At Third Sector IT we’re often asked to migrate data from a client’s existing system to a new Salesforce.com org.
Sometimes this is because they are changing databases, and need all of their old data in Salesforce. Other times, they are considering adopting Salesforce and want to use the system with their own data in it. Sometimes customers have a second databases or web service, and want a daily or near-live synchronisation between the two.
If the source is something simple like an Excel spread this can often be achieved using spreadsheets, the Salesforce Data Loader and a lot of patience!
When migrating from a more complex source with multiple relational tables such as Access, MySQL, or MS SQL Server, using data loader can be time consuming and error prone. This is where Talend comes to the rescue! At Third Sector IT we love Talend and use it for virtually all of our complex data migration work both in house and for clients. Here are just a few of its many advantages for this type of work:
- Once a Talend job is set-up you can run it as many times as you like and each run takes a matter of minutes. This allows an iterative and flexible approach to data migration projects.
- Talend comes with built-in connectors for pretty much any data source you can think of (including SQL Server.)
- Talend natively supports the Salesforce.com Bulk Data API.
- Talend is open source and completely free!
To expand on the first bullet point, sometimes a ‘single’ migration will take dozens of migrations. A recent project we did involving an off-the-shelf database had over 50 tables and dirty data within it. After each migration, we would check with the client, ask them to clean the data based on errors, and add a few more tables and fields to the migration.
Jeff Douglas wrote a great blog post on the basics of migrating data from a .csv file to Salesforce. Jeff’s post really helped me and it’s a great place to start if you’re new to Talend.
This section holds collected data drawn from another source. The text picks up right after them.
Issue #3104, opened 2025-07-11
[Edge] Eclipse freezes when opening more than 2 png files in internal web browser via Ctrl+Shift+R


arunjose696:
Let's make sure issue is not already fixed in latest builds first.

- [x] I verified I can reproduce this issue against [latest Integration Build of Eclipse SDK](https://download.eclipse.org/eclipse/downloads/)

## Steps to reproduce

From a fresh installation and clean workspace:

Setup eclipse and all the eclipse platform related github repositories using oomph https://www.eclipse.org/setups/installer/?url=https://raw.githubusercontent.com/eclipse-platform/eclipse.platform.releng.aggregator/master/oomph/PlatformSDKConfiguration.setup&show=true

Open 2 or more *.png files(Images) with ctrl+shift+r.  This causes eclipse to hang.

I expected: No hangs

But got: Eclipse hangs

## Here is jstack of eclipse process id 

[Jstack eclipse.txt](https://github.com/user-attachments/files/21177426/Jstack.eclipse.txt)

## Tested under this environment:
* OS & version: Windows 11
* Eclipse IDE/Platform version (as shown in *Help > About*): Version: 2025-09 (4.37)
Build id: I20250710-1800

## Community

- [x] I understand reporting an issue to this OSS project does not mandate anyone to fix it. Other contributors may consider the issue, or not, at their own convenience. The most efficient way to get it fixed is that I fix it myself and contribute it back as a good quality patch to the project.

sratz:
Important excerpt of the stack:

```
"main" #1 [34668] prio=6 os_prio=0 cpu=77593.75ms elapsed=1087.31s tid=0x0000021089970e30 nid=34668 runnable  [0x0000003865dda000]
   java.lang.Thread.State: RUNNABLE
        at org.eclipse.swt.internal.win32.OS.PeekMessage(Native Method)
        at org.eclipse.swt.browser.Edge.processOSMessagesUntil(Edge.java:530)
        at org.eclipse.swt.browser.Edge$WebViewProvider.getWebViewWrapper(Edge.java:435)
        at org.eclipse.swt.browser.Edge$WebViewProvider.getWebViewWrapper(Edge.java:424)
        at org.eclipse.swt.browser.Edge$WebViewProvider.getWebView(Edge.java:443)
        at org.eclipse.swt.browser.Edge.isBackEnabled(Edge.java:1528)
[...]

PR #3614, opened 2025-12-29
Process KeyBinding Command Asyncly for Browser

### LINKED ISSUE #547: Freeze on Edge instantiation via BrowserViewer

### LINKED ISSUE #1801: "Unspecified error Waiting for Edge operation to terminate timed out"
Windows verification build failed on https://github.com/eclipse-platform/eclipse.platform/actions/runs/13118265699/job/36597841318?pr=1720
```
Error: Exception in thread "WorkbenchTestable" org.eclipse.swt.SWTException: Failed to execute runnable (org.eclipse.swt.SWTError: Unspecified error Waiting for Edge operation to terminate timed out)
	at org.eclipse.swt.SWT.error(SWT.java:4932)
	at org.eclipse.swt.SWT.error(SWT.java:4847)
	at org.eclipse.swt.widgets.Synchronizer.syncExec(Synchronizer.java:209)
	at org.eclipse.ui.internal.UISynchronizer.syncExec(UISynchronizer.java:133)
	at org.eclipse.swt.widgets.Display.syncExec(Display.java:4836)
	at org.eclipse.e4.ui.internal.workbench.swt.E4Testable.testingFinished(E4Testable.java:157)
	at org.eclipse.tycho.surefire.osgibooter.AbstractUITestApplication.runTests(AbstractUITestApplication.java:57)
	at org.eclipse.e4.ui.internal.workbench.swt.E4Testable.lambda$0(E4Testable.java:79)
	at java.base/java.lang.Thread.run(Thread.java:1583)
Caused by: org.eclipse.swt.SWTError: Unspecified error Waiting for Edge operation to terminate timed out
	at org.eclipse.swt.SWT.error(SWT.java:4957)
	at org.eclipse.swt.browser.Edge.processOSMessagesUntil(Edge.java:474)
	at org.eclipse.swt.browser.Edge$WebViewProvider.getWebViewWrapper(Edge.java:370)
	at org.eclipse.swt.browser.Edge$WebViewProvider.getWebView(Edge.java:381)
	at org.eclipse.swt.browser.Edge.getUrl(Edge.java:893)
	at org.eclipse.swt.browser.Browser.getUrl(Browser.java:771)
	at org.eclipse.ui.internal.intro.impl.presentations.BrowserIntroPartImplementation.saveCurrentPage(BrowserIntroPartImplementation.java:645)
	at org.eclipse.ui.internal.intro.impl.model.AbstractIntroPartImplementation.saveState(AbstractIntroPartImplementation.java:302)
	at org.eclipse.ui.internal.intro.impl.model.IntroPartPresentation.saveState(IntroPartPresentation.java:427)
	at org.eclipse.ui.intro.config.CustomizableIntroPart.saveState(CustomizableIntroPart.java:405)
	at org.eclipse.ui.internal.ViewIntroAdapterPart.saveState(ViewIntroAdapterPart.java:198)
	at org.eclipse.ui.internal.ViewReference.persist(ViewReference.java:60)
	at org.eclipse.ui.internal.e4.compatibility.CompatibilityView.persistState(CompatibilityView.java:226)
	at org.eclipse.e4.core.internal.di.MethodRequestor.execute(MethodRequestor.java:56)
	at org.eclipse.e4.core.internal.di.InjectorImpl.invokeUsingClass(InjectorImpl.java:299)
	at org.eclipse.e4.core.internal.di.InjectorImpl.invoke(InjectorImpl.java:227)
	at org.eclipse.e4.core.contexts.ContextInjectionFactory.invoke(ContextInjectionFactory.java:148)
	at org.eclipse.e4.ui.internal.workbench.swt.PartRenderingEngine.safeRemoveGui(PartRenderingEngine.java:925)
	at org.eclipse.e4.ui.internal.workbench.swt.PartRenderingEngine$4.run(PartRenderingEngine.java:857)
	at org.eclipse.e4.ui.internal.workbench.swt.PartRenderingEngine.removeGui(PartRenderingEngine.java:841)
	at org.eclipse.e4.ui.workbench.renderers.swt.ElementReferenceRenderer.disposeWidget(ElementReferenceRenderer.java:113)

My blog post today is the first in a series I’ll be writing on using Talend to migrate data to Salesforce from SQL Server. This method has a couple of advantages over using .csv files:
- You won’t have to prepare a new .csv file every time you want to do an upload of data. Talend will pull data directly from your SQL tables and views.
- You can automate the upload, so it runs nightly or even hourly
- Talend can retrieve schemas for objects in your SQL database and keep them in sync with your Talend job.
When the series is finished your Talend job will look something like the one below (click to enlarge images). In this post I’ll cover the first section highlighted in red, creating a connection and retrieving the schema of a SQL Server data source.
Connecting to SQL Server
Create a new Talend job and expand the Metada menu in the left sidebar. Right-click Db Connections and select Create connection.
Give your connection a helpful name, fill in your SQL Server credentials and hit Check. If everything’s ok click finish to create your database connection.
Retrieving the Schema
The next step is to retrieve a schema for each of the SQL objects you want to import from. Handily Talend can do this for you. Right click your Db Connection and select Retrieve Schema.
Select which types of objects you want to work with (tables, views and synonyms are supported). On the next screen select the objects you want to import from. For the purposes of this demo I’m going to select a single table. If you’re working on a more complex migration you can select as many objects as you like.
Click the Retrieve Schema button to, you guessed it, retrieve the schema! Talend will pull in all the fields, keys, data types etc for the objects you selected.
Note – You may have to modify data types here. Salesforce doesn’t allow all of the data types available in SQL e.g. changing Big Integer to Integer.
You should now have a connection to your SQL database and a schema for each object you want to import from. To get this into your Talend job, drag it from the left sidebar onto the pallet. When you do this you’ll be asked what type of component you want to create, select tMSSQLInput. You should now have a SQL input component that looks something like this.
This input isn’t connected to anything at the moment. In the next blog post I’ll cover how to filter your data and map it onto the fields of a Salesforce.com object. A future post will also cover uploading the data to Salesforce via the Bulk API.